On Thu, May 14, 2015 at 01:14:34PM +0200, Joran Martijn wrote:
> I just saw the release of Khmer 1.4, and it includes in the sandbox the  
> "unique-kmer.py" script.
> Do you think I can use this script for my purpose (comparing unique  
> number of k-mers for a certain k before and after different steps of the  
> 3-pass normalization?).
>
> Cheers,
>
> Joran
>
> On 12/05/15 12:46, C. Titus Brown wrote:
>> Kalamazoo uses the three-pass :).  We have pretty good evidence that
>> it works ok for metagenomes - it's not what we used in Howe et al.,
>> for two reasons (we didn't have the variable-coverage error trimming yet,
>> and the data set was very low coverage) but we've been using it since.
>>
>> best,
>> --titus
>>
>> On Mon, May 11, 2015 at 01:52:06PM +0200, Joran Martijn wrote:
>>> Thanks Titus, let me know when you figure something out!
>>>
>>> I was playing around with several different Coverage thresholds.

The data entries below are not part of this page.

PR #354, opened 2023-09-18
calamares: Initial inclusion of Calamares

### LINKED ISSUE #88: Wrong keyboard layout in sddm if user is not logged in  (T6583)
<div dir="rtl"><b>Fabio</b>&nbsp;(<em>&#35;livingsilver94</em>),&nbsp;2018-06-26&nbsp;12:28:33&nbsp;UTC</div><br/>

sddm keyboard layout is set to ANSI (I think. `SHIFT+3` gives `#`) if user is not logged in. Otherwise it's fine, for example when you wake the screen or the whole PC up from sleeping.
Logging out resets the layout to ANSI.
My layout is UK-extended.

### LINKED ISSUE #161: Installer doesn't tolerate SSD with 4KB LBA size (T10373)
<div dir="rtl"><b>Bill&nbsp;Dietrich</b>&nbsp;(<em>&#35;BillDietrich</em>),&nbsp;2022-09-03&nbsp;09:45:57&nbsp;UTC</div><br/>

[Sorry if this is a duplicate, I couldn't figure out how to search.]

Just installed Solus 4.3 Budgie. First time I installed, Solus installer seemed to install okay onto SSD, but then system booted straight to BIOS every time.

Eventually I found that I had to change my SSD's interface from using 4KB LBA size to 512 byte LBA size (using "sudo nvme format /dev/nvme0n1 -l DESIREDLBAFID"). After that, everything worked.

I've been using 4KB LBA size on first EndeavourOS and then openSUSE Tumbleweed, it worked fine. But not on Solus (and also I tried to install ElementaryOS, also failed but in a different way, same cause).

Turns out to be a known bug on Elementary: https://github.com/elementary/installer/issues/620

### LINKED ISSUE #202: Suggestion: the installer should create a swap space large enough to support hibernating (T10565)
<div dir="rtl"><b>Jerry&nbsp;Houston</b>&nbsp;(<em>&#35;WetGeek</em>),&nbsp;2023-06-27&nbsp;13:08:17&nbsp;UTC</div><br/>

The abiity for a system to hibernate during the nighttime or other hours when it's not needed is a very useful feature.  Alll of my machines can -- and do -- hibernate.  My daily-driver laptop does so at night, for example, and my workstation might hibernate for days at a time, as being retired I don't use it very often anymore.

But I noticed while creating VMs for the 4.4 .ISOs that the installer created a swap partition of less than 1 GB.  Those VMs have 4 GB of RAM, so they wouldn't always be able to hibernate, depending on how much RAM was actually in use at the time.

The most common suggestion I've heard for deciding on how much swap space is needed is to make it the size of the machine's RAM.  That can still be too little, if some of the swap is already in use at the time, but I'm sure that rarely happens.  

I've been told that the installer knows how much RAM is in the target machine, at installation.  So if it's going to create a swap partition at all, it should be able to create one that same size.

### LINKED ISSUE #203: Username field doesn't strip trailing spaces in os-installer (T10564)
<div dir="rtl"><b>Jerry&nbsp;Houston</b>&nbsp;(<em>&#35;WetGeek</em>),&nbsp;2023-06-26&nbsp;16:52:16&nbsp;UTC</div><br/>

# Summary : Cannot complete an installaion on a VM virtual disk drive using the MATE .ISO file.

I used GPartEd to delete the partitions I had previously created in a 32 GB virtual disk drive that was meant for a MATE VM.  Starting the installation, I selected the option to allow the installer to create its own partitions.  It did that, and continued with the installation.  

On the page that prompts for a user name, full name, password and confirmation, I entered correct information.  The password and confirmation fields agreed, and all four fields were market with a chekmark, indicating correct data.  But I couldn't continue the installation past that point.

## Steps to reproduce

1. Create a VM with the VirtualBox virtual macine manager, starting with a 32 GB virtual disk drive.  Attach the MATE 4.4 .ISO file, and assign customary settings.  
2.  Launch the "live" session, and start the OS installer.
3.  Begin the installation as usual, and continue up to the page that prompts for a user name, real name, and password.
4.  Enter correct information for all four fields, noting that the password and confirmation field are identical.  The validity of the fields is confirmed by at checkmark at the end of each field.

## Expected result 
I expected the disabled [+Add now] button to be enabled, allowing me to add the user.  And the diabled [Next] button to be enabled, allowing me to continue with the installation.

## Actual result
The buttons both remained disabled, preventing me from continuing.

### LINKED ISSUE #265: Installer wants to install EFI on first partition it encounters, instead of first partition of the DISK (T10324)
<div dir="rtl"><b>Xander&nbsp;Hoogendoorn</b>&nbsp;(<em>&#35;xahodo</em>),&nbsp;2022-07-23&nbsp;15:53:09&nbsp;UTC</div><br/>

After having a need to reinstall Solus I encountered an annoying issue.

Situation: I have two disks, /dev/sda and /dev/sdb.

/dev/sda contains windows, so I want to install Solus on the second disk. Unfortunately Solus saw the Windows EFI partition as the first partition and MUST shoehorn the Solus bootloader on the windows partition. Only when the installer started listing /dev/sdb first, it finally installed, seeing that I had manually created a fat32 partition on that disk.

I tried everything, but each time the Solus installer would either not install Solus properly (since it tried to forcefully install itself on the WIndows bootloader partition, where there wasn't enough space.

I had given Solus an entire disk to work with! Why can't it recognize that it's supposed to put its EFI partition in there too?

### LINKED ISSUE #338: Switch out os-installer for calamares
Pull Request with branch lives here: https://github.com/getsolus/packages/pull/354

EbonJaeger:
## Summary

Initial inclusion of Calamares

Most of the work was done by @joebonrichie.

Closes #338
Closes #265
Closes #202
Closes #203
Closes #161
Closes #88 

## Test Plan

Run the installer and install with the following options:
- [x] Partitions:
  - [x] ext4
  - [x] btrfs
  - [x] f2fs
- [x] Swap:
  - [x] No swap
  - [ ] Small swap
  - [ ] Suspend swap
  - [x] Swap file
- [x] Encryption:
  - [x] LUKS
  - [x] No LUKS
- [ ] Desktop Environments:
  - [x] Budgie
  - [x] Plasma
  - [ ] GNOME
  - [x] XFCE

## Checklist


EbonJaeger:
To summarize the discussion about boot size from the old PR:

@EbonJaeger:
> We should think about the size of our boot partition. The size of the kernel keeps getting larger and larger, and I'm thinking that maybe we should follow EndeavourOS and start using a 1GB boot partition by default.

@ReillyBrogan:
> Agreed on a 1GB boot partition being the default. With modern SSD sizes being what they are 1GB should be reasonably small compared to the overall drive size.

@joebonrichie:
> If there is a way to trivially check for a disk size of <=64GB (Chromebooks) then the boot partition size should still be 512MiB imho.

ReillyBrogan:
> @joebonrichie:
> 
> > If there is a way to trivially check for a disk size of <=64GB (Chromebooks) then the boot partition size should still be 512MiB imho.

I'd rather it still be 1GB. The extra 512MB is still less than 1% of the drive size and realistically they're either not going to be downloading files to the machine (IE only use it for web activities) or they're going to be suffering due to the small storage anyway and having an extra 512MB isn't really going to relieve the pain.

ReillyBrogan:
I'm going to convert this to a draft since I don't think we're ready to merge this and I'd like to remove it from the review queue. If that's in error and this is actually ready then feel free to change that back.

EbonJaeger:
Nah, you're right, this should have been a draft to begin with.

ermo:
1GB boot partition size was committed in df2f6dc0ae1c542a5dfab1dcab8c72b2f95f2dbd

EbonJaeger:
New slideshow images added.

EbonJaeger:
The installer sometimes times out running usysconf, saying that there's been no output. I say sometimes because other people recently have done successful installations.

joebonrichie:
TODO: See about copying `/run/rootfsbase/` to target replacing `shellprocess_mountsquashfs.conf` and `unpackfs.conf`. 

Currently what `shellprocess_mountsquashfs.conf` and `unpackfs.conf` do is mimic the behavior of our current `os-installer`, by mounting the squashfs img and accessing the "inner" actual rootfs. However, coping the `/run/rootfsbase` directory will slightly simplify and may speed up installation.

Idk why `os-installer` doesn't copy `/run/rootfsbase` in the first place, maybe new dracut versions started to mount it automatically?

packages/c/calamares/files/shellprocess_mountsquashfs.conf
```diff
@@ -0,0 +1,9 @@
+dontChroot: true
```
joebonrichie, line 1: Add missing header to this file
```
# Reference: https://github.com/calamares/calamares/blob/3.2.x-stable/src/modules/shellprocess/shellprocess.conf
---
```

joebonrichie:
We're missing a `grub-install` step for bios installations which is probably why BIOS boot doesn't work.

https://github.com/getsolus/os-installer/blob/master/os_installer2/postinstall.py#L747

ermo:
@EbonJaeger: From your perspective, what's left to do before we can land this in unstable? It looks ready to me?

ermo (approved):
Let's get this show on the road, shall we?

EbonJaeger:
With pleasure.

>>> I won't use the 3-pass as I understood this does not work well for
>>> metagenomes.
>>> I was thinking of following the kalamazoo pipeline.
>>>
>>> Joran
>>>
>>> On 11/05/15 13:13, C. Titus Brown wrote:
>>>> OK, that's very weird - this must be a bug, but I'll be darned if I can
>>>> figure out what might be causing it.  The numbers in load-into-counting
>>>> should be correct but I'll have to independently confirm that.
>>>>
>>>> BTW, for the first round of diginorm I'd use C=20; see 3-pass diginorm
>>>> in the dn paper.
>>>>
>>>> best,
>>>> --titus
>>>>
>>>> On Mon, May 11, 2015 at 01:06:24PM +0200, Joran Martijn wrote:
>>>>> Hej Titus,
>>>>>
>>>>> Thanks for the quick reply! Here are the report files, which are
>>>>> basically the STDERR and STDOUT output of the scripts.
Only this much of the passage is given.